In this guide, we'll cover common PromQL query mistakes and Prometheus scrape mechanics that lead to corrupted dashboard graphs, and explore how to fix them.
The Golden Rule: Dashboards are only as good as the queries powering them. An incorrect rate calculation or step sizing can mask brief outages entirely.
Mistake 1: Applying rate() to Gauges
Prometheus categorizes metrics into distinct types: Counters (which only increase, resetting to 0 on restart) and Gauges (which can fluctuate up and down, like memory usage or temperature).
A major error is writing a rate query on a gauge:
# INCORRECT: Calculating change speed on fluctuating gauge metrics rate(node_memory_Active_bytes[5m])
Why it's wrong: The rate() function calculates per-second increases and is specifically designed to handle counter resets. If a gauge decreases (e.g. memory goes from 8GB to 4GB), rate() assumes a counter reset occurred.
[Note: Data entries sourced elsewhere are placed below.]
PR #205, opened 2022-02-08
Wazo 2656 meeting limit api

pc-m:
Depends-On: https://github.com/wazo-platform/wazo-calld-client/pull/45

### DIFF
--- a/integration_tests/assets/etc/wazo-calld/conf.d/20-real-asterisk.yml
+++ b/integration_tests/assets/etc/wazo-calld/conf.d/20-real-asterisk.yml
@@ -2,3 +2,4 @@ ari:
   connection:
     username: xivo
     password: xivo
+max_meeting_participants: 4
--- a/wazo_calld/plugins/meetings/api.yml
+++ b/wazo_calld/plugins/meetings/api.yml
@@ -1,4 +1,21 @@
 paths:
+  /guests/me/meetings/{meeting_uuid}/status:
+    get:
+      summary: Get the status of a meeting
+      description: Returns the status of a meeting that should be visible to a guest.
+      parameters:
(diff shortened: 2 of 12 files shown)


bloom1:
recheck

pc-m:
recheck

wazo_calld/plugins/meetings/api.yml
```diff
@@ -1,4 +1,21 @@
 paths:
+  /guests/me/meetings/{meeting_uuid}/status:
```
bloom1, line 2: The CHANGELOG entry is missing for this new route

integration_tests/assets/etc/wazo-calld/conf.d/20-real-asterisk.yml
```diff
@@ -2,3 +2,4 @@ ari:
   connection:
     username: xivo
     password: xivo
+max_meeting_participants: 4
```
bloom1, line 5: Is that enforced somewhere else or am I missing something? 
Should that be in the wazo-confd API and defined for each meeting? I'm not sure I understand

bloom1 (changes requested):

integration_tests/assets/etc/wazo-calld/conf.d/20-real-asterisk.yml
pc-m: In `config.py` it is set to 25 which is the current "advertised" limit. I made it a configuration parameter to be able to test the limit without using 26 calls and to be able to change that limit more easily if/when we decide that 25 is not the limit anymore.

bloom1 (approved):

pc-m:
regate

It ignores the drop, resulting in incorrect calculations.
The Fix: For gauges, use functions like deriv() to measure rates of change, or simple aggregation functions like avg_over_time().
# CORRECT: Calculate the derivative of memory bytes over a 5m window deriv(node_memory_Active_bytes[5m])
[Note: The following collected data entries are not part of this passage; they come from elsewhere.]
PR #211, opened 2022-02-25
Add two fields in calld; one for the pick up time of a call, and another for the hang up time

nissou91:
We would like to have two fields in wazo-calld about each call:

* One called answer_time which will tells us when the call was picked up by the other end,

* The second one called hangup_time which will tell us when the call was ended.

* Write all the necessary test functions (possible scenarios), if needed.

Depends-On: https://github.com/wazo-platform/wazo-asterisk-config/pull/44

Mistake 2: Scrape Intervals Smaller than the Rate Window
Imagine your Prometheus instances scrape targets once every 60 seconds. You configure a Grafana graph with the following query:
# DANGEROUS: Querying with a window smaller than your collection interval rate(http_requests_total[30s])
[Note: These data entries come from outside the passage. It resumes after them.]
PR #215, opened 2022-03-14
Wazo-calld: Fix callerid parsing when it starts with at least one space, and update the appropriate tests

nissou91:
Why:

* When ```calledid``` starts with at least one space, the ```caller_name``` and ```caller_num``` values are not extracted correctly from the storage.


pc-m (changes requested):
I don't think this fixes all of the problem. If the prefix is `callerid =` the line will still be ignored. You can add the following test to check that the ticket is fixed.
```diff
--- a/wazo_calld/plugins/voicemails/tests/test_storage.py
+++ b/wazo_calld/plugins/voicemails/tests/test_storage.py
@@ -44,6 +44,37 @@ category=
 msg_id=1478200319-00000000
 flag=
 duration=12
+'''.encode('utf-8')
+        result = self._parse(content)
+        expected = {
+            'id': '1478200319-00000000',
+            'caller_id_name': 'Etienne',
+            'caller_id_num': '101',
+            'timestamp': 1478200319,
+            'duration': 12,
+        }
+        assert_that(result, equal_to(expected))
+
+    def test_parse_with_spaces(self):
+        content = '''
+;
+; Message Information file
+;
+[message]
+origmailbox = 1001
+context = user
+macrocontext = 
+exten = voicemail
+rdnis = 1001
+priority = 7
+callerchan = PJSIP/xivo64-00000000
+callerid = "Etienne" <101>
+origdate = Thu Nov  3 07:11:59 PM UTC 2016
+origtime = 1478200319
+category = 
+msg_id = 1478200319-00000000
+flag = 
+duration = 12
 '''.encode('utf-8')
         result = self._parse(content)
         expected = {
```

wazo_calld/plugins/voicemails/storage.py
```diff
@@ -243,6 +246,10 @@ def _parse_callerid(value, result):
         elif caller_id.is_complete_caller_id(value):
             result['caller_id_name'] = caller_id.extract_displayname(value)
             result['caller_id_num'] = caller_id.extract_number(value)
+        elif value != value.lstrip() and caller_id.is_complete_caller_id(value.lstrip()):
```
pc-m, line 249: I think this `elif` is not required anymore since all lines are cleaned at the top of the `for` loop.

pc-m (changes requested):

wazo_calld/plugins/voicemails/storage.py
```diff
@@ -219,6 +219,9 @@ def parse(self, fobj):
         result = {}
         parsed = set()
         for line in fobj:
+            line = '='.join([x.strip() for x in line.decode('utf-8').split('=')])
```
pc-m, line 222: Quick question. Would it work without decoding and encoding?
```python3
line = b'='.join([x.strip() for x in line.split(b'=')])
line = line.lstrip()
```

pc-m: I also think `line = line.lstrip()` is redundant since `x.strip()` already stripped the first element of the line. This line could probably be removed.

pc-m (changes requested):

wazo_calld/plugins/voicemails/storage.py
nissou91: Yes you are right, I removed the encoding and the ```lfstrip``` line :)

pc-m (approved):

PR #222, opened 2022-03-30
integration tests: use 127.0.0.1 for docker address

sduthil:
Why:

* if localhost resolves to IPv6, the wrong port will be used in
integration tests


bloom1:
regate

fblackburn1:
regate

PR #225, opened 2022-04-06
tests: don't stop upon failure

sduthil:
Why:

* We now have logs of containers in the CI, so there is no need to keep
the container to inspect logs.
* We want to know how many tests are failing


sduthil:
recheck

Why it's wrong: A rate window of 30s requires at least two data points to calculate a rate of change. With a 60s scrape interval, most 30-second windows contain only one data point. This causes calculations to fail, leading to fragmented graphs with missing sections.
The Fix: Ensure your rate window is at least 4 times your scrape interval. If you scrape every 15s, use a minimum window of 1m:
# CORRECT: Rate window accommodates 4 scrape iterations (15s scrape * 4 = 1m) rate(http_requests_total[1m])
Mistake 3: Nesting rate() inside aggregators
When summing cluster metrics, the order of operations in PromQL is critical. Mixing up functions leads to calculation errors when counters reset:
# INCORRECT: Aggregating counters before processing rate resets rate(sum(http_requests_total)[5m])
Why it's wrong: sum() strips label signatures, returning a combined value. If one target container restarts, the aggregated sum drops. The outer rate() assumes the entire system reset, resulting in incorrect spikes in your dashboard charts.
The Fix: Always calculate the rate of individual targets first to handle restarts cleanly, and then sum the resulting rates:
# CORRECT: Rate calculated per target, then aggregated by sum sum(rate(http_requests_total[5m]))
Conclusion
Understanding how Prometheus processes data ensures your dashboards remain accurate. By matching rate windows to scrape intervals, separating counter metrics from gauges, and applying aggregations in the correct order, you'll build reliable dashboards that display accurate system trends.
Review your dashboard queries and verify that your system metrics represent actual server activity!